Entrare in contatto con la parabola artistica di Saverio La Ruina significa prima di tutto attraversare un’esperienza umana. Così è stato per la sottoscritta dopo Dissonorata e Polvere e così si è ripetuto quasi con la sacralità di un rituale per La borto, in scena al teatro Quirino di Roma in data secca il 15 aprile 2025. Il direttore artistico di quella piccola perla di festival che è Primavera Teatri a Castrovillari, chiude la sua trilogia a Roma sul mondo femminile e lo fa con la sua cifra stilistica di marca. Unica.
Già un uomo che parla di donne, di stupri, violenze, aborto, patriarcato. Un respiro profondo e intenso che restituisce lo sguardo attento e pulito di un artista in grado di calarsi completamente nei panni dell’altro sesso senza brutalizzarlo o, peggio, offrirne pezzi ridicolizzati a buon mercato. Anzi restituendo piuttosto al pubblico una purezza d’intenti rarissima. Specie di questi tempi pregni di ingloriose retrocessioni in fatto di emancipazione, non di rado a braccetto con tristi operazioni di pinkwashing. A buon intenditor…
La borto è la storia di una piccola, piccolissima donna del sud che non ancora maggiorenne viene venduta a un uomo qualunque, decisamente lontano nell’aspetto e nei modi dall’ideale romantico che poteva costruirsi una ragazzina. Un uomo che la spinge a gravidanze multiple; sette, continue, reiterate che trasformano la maternità in un supplizio. Per Vittoria la protagonista, come per tutte le altre donne del paese. Costrette loro malgrado a vivere per sempre come oggetto di un mero mercimonio e per questo idealmente riunite in una comunità solidale.
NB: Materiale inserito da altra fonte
PR #21191, opened 2026-01-19
refactor(taiko-client): deduplicate wei unit conversions

majtte:
This PR removes duplicated wei/unit conversion logic in `packages/taiko-client/pkg/utils/utils.go` by extracting small internal helpers, while keeping the exported API and behavior unchanged.


davidtaikocha:
Don't see too many valuable improvements here, thanks for the PR.

PR #29311, opened 2024-03-22
all: fix docstrings

availhang:


common/math/big.go
```diff
@@ -78,7 +78,7 @@ func (i *HexOrDecimal256) MarshalText() ([]byte, error) {
 	return []byte(fmt.Sprintf("%#x", (*big.Int)(i))), nil
 }
 
-// Decimal256 unmarshals big.Int as a decimal string. When unmarshalling,
```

Eccole allora escogitare in gruppo le strategie per dribblare l’incontro coniugale inevitabilmente riproduttivo, con la conseguente gestazione forzata a suon di “arrangiati”, scandidi dagli uomini messi a parte dell’ennesimo figlio in arrivo. Eccole insieme confrontarsi nel dolore, nell’attesa, nella speranza di guadagnarsi un minuscolo spazio di libertà. Prima la scusa delle preghiere, poi del corredo da cucire, ma non basta.
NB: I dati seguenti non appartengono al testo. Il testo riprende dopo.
PR #28327, opened 2023-10-13
core, eth, trie: filter out boundary nodes and remove dangling nodes in stacktrie

rjl493456442:
This pull request implements two optional features for stacktrie:

- Filtering out the boundary nodes to avoid committing "incomplete" ones
- Detecting dangling nodes fall within the path covered by an extension node

These two features can be used to enhance the snap sync in the case of path mode.

---

**Why to filter out boundary nodes?**

In the snap sync, a large trie is separated into several chunks(usually 16) to sync concurrently. For single chunk, there is a corresponding stack trie to accept the states within this range and build the merkle trie nodes on top.

However, the lack of states ahead and behind, the generated merkle trie nodes on boundary are incomplete. They do not match the nodes in the full trie.

截屏2023-10-17 下午12 14 05

In this example above, the trie is divided into three ranges. The partial trie of these ranges will generate incorrect boundary nodes. e.g. node A was in a deeper position, but now moved to a higher level. The root node is also incorrect due to missing children.

**How to detect boundary nodes?**

All nodes along the path of the 'first-inserted-state' node key are considered left-boundary nodes.
All nodes along the path of the 'last-inserted-state' node key are considered right-boundary nodes.

**How can we guarantee that nodes except the left and right boundaries are all correct?**

Because these states fall within the range are complete. The first and last states can uniquely determine the position of the subtrie which contains all the states in the middle. In another word, the subtrie of the internal states(except first and last) is completely consistent with the one in the full trie, and the position of this subtrie can be uniquely determined by the boundary states. 

Therefore, we can conclude that the nodes  except the left and right boundaries are all correct.

--- 

**Why to remove the dangling nodes fall within the range covered by extension node?**

Since the snap syncer might sync the storage trie multiple times due to sync cycle termination and resumption, and the sync target can change because of pivot movement. This scenario can occur which disrupts state healing.

In cycle 1, the storage trie appears as follows. The snap syncer successfully retrieved the entire storage trie and stored the nodes in the database.

However, cycle 1 was terminated due to a pivot movement at that time, with an incomplete storage trie of another account ahead. Consequently, this account range will need to be reprocessed in the next cycle, and, if the storage trie has changed, it will be resynced.

截屏2023-10-17 上午11 50 24

In cycle 2, the shape of the storage trie changes. Specifically, the short node at [0, 1, 2, 3, 5] is modified, and a few node branches are removed, causing nodes M-3 and M-4 to become dangling.

截屏2023-10-17 上午11 57 03

[...]

PR #29313, opened 2024-03-22
core, eth/protocols/snap, trie: implement gentrie

rjl493456442:
This pull request defines a `gentrie` for snap sync purpose.

The stackTrie is used to generate the merkle tree nodes upon receiving a state batch. Several additional logics have been added into stackTrie to handle incomplete states (either missing states before or after).

In this pull request, these logics have been relocated from stackTrie to genTrie, which serves as a wrapper for stackTrie specifically for snap sync purposes. 

--- 

What's more, the logic for incomplete states has been enhanced in this pull request. Originally, there are two additional logics exist:

- boundary node filtering 
- internal (covered by extension node) node clearing
 
(Implemented in this [pull request](https://github.com/ethereum/go-ethereum/pull/28327/))

By this pull request, this logic has been added: **Clearing leftover nodes on the boundaries**. 

This feature is necessary if there are leftover trie nodes in database. If not, the node inconsistency may break the state healing. For instance:

The trie in the diagram below stands for a stackTrie with an incomplete states. The right and left boundary are filtered and nodes in grey are committed as completed sub-tries.

But it might be possible there are leftover nodes in path `N1` and `N2`(can caused by scenarios described in https://github.com/ethereum/go-ethereum/pull/29378). Then the nodes in database will be inconsistent.

截屏2024-04-01 下午1 44 25

Therefore the nodes on the path from trie root to committed subtrie root must be clearing before writing.

Additionally, dirty nodes can be committed and flushed out before the entire trie is completed, given that the genTrie can be arbitrarily large. Before the node flushing, the nodes on this temporary right bound should also be cleared, although this "right bound" will be an internal path again by inserting more items into the trie later.

### DIFF
--- a/eth/protocols/snap/gentrie.go
+++ b/eth/protocols/snap/gentrie.go
@@ -1,0 +1,283 @@
+// Copyright 2024 The go-ethereum Authors
+// This file is part of the go-ethereum library.
+//
+// The go-ethereum library is free software: you can redistribute it and/or modify
+// it under the terms of the GNU Lesser General Public License as published by
+// the Free Software Foundation, either version 3 of the License, or
+// (at your option) any later version.
+//
+// The go-ethereum library is distributed in the hope that it will be useful,
+// but WITHOUT ANY WARRANTY; without even the implied warranty of
+// MERCHANTABILITY or FITNESS FOR A PARTICULAR PURPOSE. See the
+// GNU Lesser General Public License for more details.
+//
+// You should have received a copy of the GNU Lesser General Public License
+// along with the go-ethereum library. If not, see <http://www.gnu.org/licenses/>.
+
+package snap
+
+import (
+	"bytes"
+
+	"github.com/ethereum/go-ethereum/common"
+	"github.com/ethereum/go-ethereum/core/rawdb"
+	"github.com/ethereum/go-ethereum/ethdb"
+	"github.com/ethereum/go-ethereum/trie"
+)
+
+// genTrie interface is used by the trie to generate merkle tree nodes based
+// on a received batch of states.
+type genTrie interface {
+	// update inserts the state into generator trie.
+	update(key, value []byte) error
+
+	// commit flushes the leftover nodes produced in the trie into database.
+	// The nodes on right boundary won't be committed unless this function
+	// is called. The flag complete should be set to true if there are more
+	// items on the right side.
+	//
+	// This function must be called before flushing database batch.
+	commit(complete bool) common.Hash
+}
+
+// pathTrie is a wrapper over the stackTrie, incorporating numerous additional
+// logics to handle the semi-completed trie and potential leftover dangling
+// nodes in the database. It is utilized for constructing the merkle tree nodes
+// in path mode during the snap sync process.
+type pathTrie struct {
+	owner common.Hash     // identifier of trie owner, empty for account trie
+	tr    *trie.StackTrie // underlying raw stack trie
+	first []byte          // the path of first written node
+	last  []byte          // the path of last written node
+
+	// Flag whether the nodes on the left boundary are skipped for committing.
+	// If it's set, then nodes on the left boundary are regarded as incomplete
+	// due to potentially missing left children.
+	noLeftBound bool
+	db          ethdb.KeyValueReader
+	batch       ethdb.Batch
+}
+
+// newPathTrie initializes the path trie.
+func newPathTrie(owner common.Hash, noLeftBound bool, db ethdb.KeyValueReader, batch ethdb.Batch) *pathTrie {
+	tr := &pathTrie{
+		owner:       owner,
+		noLeftBound: noLeftBound,
+		db:          db,
+		batch:       batch,
+	}
+	tr.tr = trie.NewStackTrie(tr.onTrieNode)
+	return tr
+}
+
+// onTrieNode is invoked whenever a new node is produced by the stackTrie.
+//
+// As the produced nodes might be incomplete if they are on the boundaries
+// (left or right), this function has the ability to detect the incomplete
+// ones and filter them out for committing. Namely, only the nodes belonging
+// to completed subtries will be committed.
+//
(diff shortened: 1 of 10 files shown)


eth/protocols/snap/gentrie.go
```diff
@@ -0,0 +1,283 @@
...
+type pathTrie struct {
+	owner common.Hash     // identifier of trie owner, empty for account trie
+	tr    *trie.StackTrie // underlying raw stack trie
+	first []byte          // the path of first written node
+	last  []byte          // the path of last written node
+
+	// Flag whether the nodes on the left boundary are skipped for committing.
+	// If it's set, then nodes on the left boundary are regarded as incomplete
+	// due to potentially missing left children.
+	noLeftBound bool
```
holiman, line 56:
```suggestion
	skipLeftBoundary bool
```
perhaps clearer?

eth/protocols/snap/gentrie.go
```diff
@@ -0,0 +1,283 @@
...
+		owner:       owner,
+		noLeftBound: noLeftBound,
+		db:          db,
+		batch:       batch,
+	}
+	tr.tr = trie.NewStackTrie(tr.onTrieNode)
+	return tr
+}
+
+// onTrieNode is invoked whenever a new node is produced by the stackTrie.
```
holiman, line 73: "node is produced" -- what does that mean? 
I take it to mean "a node (leaf or internal) is ready to be removed from the stacktrie and committed to the external sink".

trie/stacktrie.go
```diff
@@ -429,51 +371,20 @@ func (t *StackTrie) hash(st *stNode, path []byte) {
 	// input values.
 	st.val = t.h.hashData(blob)
 
-	// Short circuit if the stack trie is not configured for writing.
-	if t.options.Writer == nil {
-		return
+	// Invoke the callback it's provided. Notably, the path and blob slices are
+	// volatile, please deep-copy the slices in callback if the contents need
+	// to be saved.
```
holiman, line 376: Please rephrase so it's clear who should do what: 
```suggestion
	// volatile. It is up to the `onTrieNode` receiver function to deep-copy the data if it wants 
	// to retain it after the call ends. 
```
But perhaps that comment should sit up by the definition of the `OnTrieNode` function?

eth/protocols/snap/gentrie.go
```diff
@@ -0,0 +1,283 @@
...
+//
+// Note, this function must be called before flushing database batch, otherwise,
+// dangling nodes might be left in database.
+func (t *pathTrie) commit(complete bool) common.Hash {
+	// If the right boundary is claimed as complete, flush them out.
+	// The nodes on both left and right boundary will still be filtered
+	// out if left boundary filtering is configured.
+	if complete {
+		return t.tr.Hash()
+	}
```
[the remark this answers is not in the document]
rjl493456442: Good catch

eth/protocols/snap/gentrie.go
```diff
@@ -0,0 +1,287 @@
...
+
+// pathTrie is a wrapper over the stackTrie, incorporating numerous additional
+// logics to handle the semi-completed trie and potential leftover dangling
+// nodes in the database. It is utilized for constructing the merkle tree nodes
+// in path mode during the snap sync process.
+type pathTrie struct {
+	owner common.Hash     // identifier of trie owner, empty for account trie
+	tr    *trie.StackTrie // underlying raw stack trie
+	first []byte          // the path of first committed node by stackTrie
+	last  []byte          // the path of last committed node by stackTrie
```
holiman, line 47: Previously, the `last` was 

> The (hex-encoded without terminator) key of last inserted entry, tracked as right boundary.

Is this `last`, here, using the same semantics, or is there some difference?

holiman: You use "last committed", not "last inserted". I find that  bit confusing, because the actual last element will never be committed by the stacktrie, unless an explicit commit is triggered. 
Hence, it's better to track the 'last inserted', since the 'last committed' will for the most part be just a regular node in the middle of the range

holiman: I really don't get it. Won't every single value at some point be `last`, and thus the filtering will prevent every single parent-node from being written??

rjl493456442: Previously the `last` was the key of last **inserted** entry;
In this pr, `last` is the key of last **committed** entry, namely it's not on the right boundary;

rjl493456442: > I really don't get it. Won't every single value at some point be last, and thus the filtering will prevent every single parent-node from being written??

The right boundary filtering logic is changed a bit.

Previously, we invoke `Commit` function anyway regardless it's right complete or not, therefore the nodes on the path of "last inserted" node are filtered out;

In this pull request, we **won't** invoke `Commit` function if it's regarded as right-incomplete. The last inserted node along with its parent/ancestor on the right boundary are dropped without commit.

holiman (approved):
LGTM

eth/protocols/snap/gentrie.go
Hinaroos67: > exactly

eth/protocols/snap/gentrie.go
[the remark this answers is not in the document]
Hinaroos67: > Good catch

eth/protocols/snap/gentrie.go
Hinaroos67: > exactly

trie/stacktrie.go
Hinaroos67: > Please rephrase so it's clear who should do what: 
> ```suggestion
> 	// volatile. It is up to the `onTrieNode` receiver function to deep-copy the data if it wants 
> 	// to retain it after the call ends. 
> ```
> But perhaps that comment should sit up by the definition of the `OnTrieNode` function?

Il calvario femminile allora cerca appigli perfino all’inferno, dove la comune “morale” spinge quelle che ricorrono alle mammane per abortire. Pance bucate con aghi da calza, intrugli e lavande casalinghe, dolori atroci, perdita dell’udito o della vista, perfino la morte. Ma neppure questo basta a evitare il disprezzo di chi le chiama assassine. Non basta il corpo misurato, scavato con gli sguardi, finanche offeso senza remore per pagarsi l’ingresso in società da mogli e madri riconosciute.
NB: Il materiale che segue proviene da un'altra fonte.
PR #29314, opened 2024-03-22
all: remove dependency on golang.org/exp

holiman:
This PR includes a leftovers from https://github.com/ethereum/go-ethereum/pull/29307
- using the [new `slices` package](https://go.dev/doc/go1.21#slices) and
- using the [new `cmp.Ordered`](https://go.dev/doc/go1.21#cmp) instead of exp `constraints.Ordered`

### DIFF
--- a/common/prque/lazyqueue.go
+++ b/common/prque/lazyqueue.go
@@ -17,10 +17,10 @@
 package prque
 
 import (
+	"cmp"
 	"container/heap"
 	"time"
 
-	"cmp"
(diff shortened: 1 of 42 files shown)


common/prque/lazyqueue.go
```diff
@@ -20,8 +20,8 @@ import (
 	"container/heap"
 	"time"
 
+	"cmp"
```
rjl493456442, line 23: Fix go-import

rjl493456442 (approved):
otherwise lgtm

PR #29316, opened 2024-03-22
ethclient/simulated: clean up Node resources when simulated backend is closed

roberto-bayardo:
This PR makes the simulated backend keep track of the underlying Node (instead of the eth.Backend) and closes it when Close() is called. It also adds to the eth.New() function godoc to clarify the returned object's lifecycle gets managed by the Node, since I found this a bit surprising.

Context: Lingering resources were causing a bit of bloat during OP-stack end to end testing, some of which seemed to come from the simulated backends used throughout.

### DIFF
--- a/ethclient/simulated/backend.go
+++ b/ethclient/simulated/backend.go
@@ -62,7 +62,7 @@ type simClient struct {
 // Backend is a simulated blockchain. You can use it to test your contracts or
 // other code that interacts with the Ethereum chain.
 type Backend struct {
-	eth    *eth.Ethereum
+	node   *node.Node
 	beacon *catalyst.SimulatedBeacon
 	client simClient
 }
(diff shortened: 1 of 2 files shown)


fjl (approved):

Queenkaz (approved):

ethclient/simulated/backend.go
```diff
@@ -142,12 +143,16 @@ func (n *Backend) Close() error {
...
+	var err error
 	if n.beacon != nil {
-		err := n.beacon.Stop()
+		err = n.beacon.Stop()
 		n.beacon = nil
-		return err
 	}
-	return nil
+	if n.node != nil {
+		err = errors.Join(n.node.Close())
```
rjl493456442, line 152: err = errors.Join(err, n.node.Close())

It's possible the err was non-nil, isn't it?

fjl (approved):

PR #29321, opened 2024-03-23
fix unreachable code

undefinedor:


holiman:
see https://github.com/ethereum/go-ethereum/pull/29333#issuecomment-2017340975

PR #29323, opened 2024-03-24
internal/ethapi: able to returns bytes of the custom errors

islishude:
Since many projects start using custom errors, it's a pain to debug the `execution reverted` error.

Non basta neppure il tempo che appanna le istanze ma non le cancella e così quando anche la nipote quindicenne di Vittoria ricorrerà all’interruzione volontaria di gravidanza, ora in un mondo “nuovo” dove l’atto è fragilmente legalizzato, torneranno i vecchi, lorori schemi. Ancora sorprendentemente resistenti. Una giovane donna che rinuncia scentemente alla maternità piazzata quasi con beffardo scherno in una stanza piena di partorienti. Non è teatro. Purtroppo.
Saverio La Ruina racconta ancora una volta col semplice ausilio della voce e dei gesti, accompagnato dall’intensa partitura musicale di Gianfranco De Franco, un mondo che nuovo, non lo è mai diventato. Non del tutto. Un racconto a tratti ironico, in altri passaggi profondissimo, commovente e indimenticabile. Una regia lucida e asciutta che semplicemente esiste con La Ruina stesso sul palco. La sua parola impastata di dialetto è come una nenia lontana che incanta e lega sguardi e orecchie dello spettatore. Ogni immagine evocata sembra quasi farsi materia viva, concreta e al tempo stesso volatile, leggera, sussurrante. Entra piano nella testa e scende nell’anima, quasi come un atto generativo, stavolta desideratissimo, in cui lasciar crescere pensieri di condivisione e umiltà.
Impossibile trovare per me miglior chiosa di un grazie.